● TASK ITEM: Using the records below, repeat exactly the lines from the one holding "Let's at least" through the one holding "I have Java", both ends included, and no others.

● DATA FOR ANALYSIS:

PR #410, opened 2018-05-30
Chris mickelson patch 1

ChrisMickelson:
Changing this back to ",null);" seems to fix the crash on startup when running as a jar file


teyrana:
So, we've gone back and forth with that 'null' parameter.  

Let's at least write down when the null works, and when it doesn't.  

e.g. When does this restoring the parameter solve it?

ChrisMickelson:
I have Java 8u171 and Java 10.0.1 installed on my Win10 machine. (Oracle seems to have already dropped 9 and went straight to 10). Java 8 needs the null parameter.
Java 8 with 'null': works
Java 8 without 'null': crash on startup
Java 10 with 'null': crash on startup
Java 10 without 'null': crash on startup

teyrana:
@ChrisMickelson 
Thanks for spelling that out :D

● TASK RESPONSE:
Let's at least write down when the null works, and when it doesn't.  

e.g. When does this restoring the parameter solve it?

ChrisMickelson:
I have Java 8u171 and Java 10.0.1 installed on my Win10 machine. (Oracle seems to have already dropped 9 and went straight to 10). Java 8 needs the null parameter.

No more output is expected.